The RNC, joined by the National Republican Congressional Committee and GOP Representatives Ben Cline and Morgan Griffith of Virginia, argues the amendment process fails to meet constitutional requirements. According to the complaint, the amendment was not passed in compliance with the required intervening-election procedure and the ballot language differs from what lawmakers approved.

“Virginia Democrats are trying to ram through an illegal redistricting scheme that a court has already called a blatant abuse of power,” said RNC Chair Joe Gruters in a statement. “Despite nearly half of Virginians supporting President Donald Trump, Governor Abigail Spanberger and Democrats are working to silence voters and lock in permanent political control. They’re ignoring the state Constitution, misleading voters, and rushing a sham election.”

Under Virginia’s constitution, a proposed amendment must pass the General Assembly in two separate sessions with an intervening general election between votes before being submitted to voters. The RNC contends that requirement was not properly satisfied and that the April referendum is scheduled prematurely.

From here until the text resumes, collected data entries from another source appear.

PR #203, opened 2024-09-30
Added unit tests for the nvmem module

italo-sampaio:
- Added unit tests for `hal/sgx/src/trusted/nvmem.c`
- Some small fixes found by the tests

### DIFF
--- a/firmware/src/hal/include/hal/nvmem.h
+++ b/firmware/src/hal/include/hal/nvmem.h
@@ -32,7 +32,6 @@
 /**
  * @brief Write to non volatile memory
  *
- * @param key The key of the destination in non volatile memory
  * @param dst The destination address in (non volatile) memory
  * @param src The source address to write from
  * @param length The amount of bytes to write
@@ -73,8 +72,10 @@ void nvmem_init();
  * @param key a string key to uniquely identify the block
  * @param addr the base address of the block
  * @param size the size of the block in bytes
+ *
+ * @return whether the block was successfully registered
  */
-void nvmem_register_block(char* key, void* addr, size_t size);
+bool nvmem_register_block(char* key, void* addr, size_t size);
 
 /**
  * @brief Loads registered blocks into memory
--- a/firmware/src/hal/include/hal/nvmem.h
+++ b/firmware/src/hal/include/hal/nvmem.h
@@ -75,7 +75,7 @@ void nvmem_init();
  *
  * @return whether the block was successfully registered
  */
-bool nvmem_register_block(char* key, void* addr, size_t size);
+bool nvmem_register_block(char* key, void* addr, uint8_t size);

The lawsuit also challenges House Bill 1384, which schedules the April 21 special election and provides $5 million in funding for it, arguing early voting begins March 6—a timeframe plaintiffs claim violates constitutional requirements.

According to the complaint, the proposed amendment would strip authority from the Virginia Redistricting Commission established by voters in 2020 to oversee nonpartisan map-drawing and return that power to the Democrat-controlled General Assembly. Democrat leaders argue the amendment would “restore fairness” to Virginia’s congressional maps by addressing partisan imbalances ahead of upcoming elections, with ballot language asking voters whether the Constitution should be amended to allow temporary congressional district adjustments for “restoring fairness in the upcoming elections.”

The dispute unfolds amid a national trend of mid-decade redistricting efforts. Although congressional maps are typically redrawn only after the decennial census, lawmakers in states like Texas and California have pursued outside-the-cycle redistricting as partisan control of the U.S. House has tightened.

In Virginia, the proposed amendment could flip as many as four Republican-held seats in the state’s 11-member U.S. House delegation—potentially creating a 10-1 Democrat majority from the current 6-5 Republican edge. With U.S. House control often decided by narrow margins, even a few shifts in Virginia could carry outsized implications for midterm elections.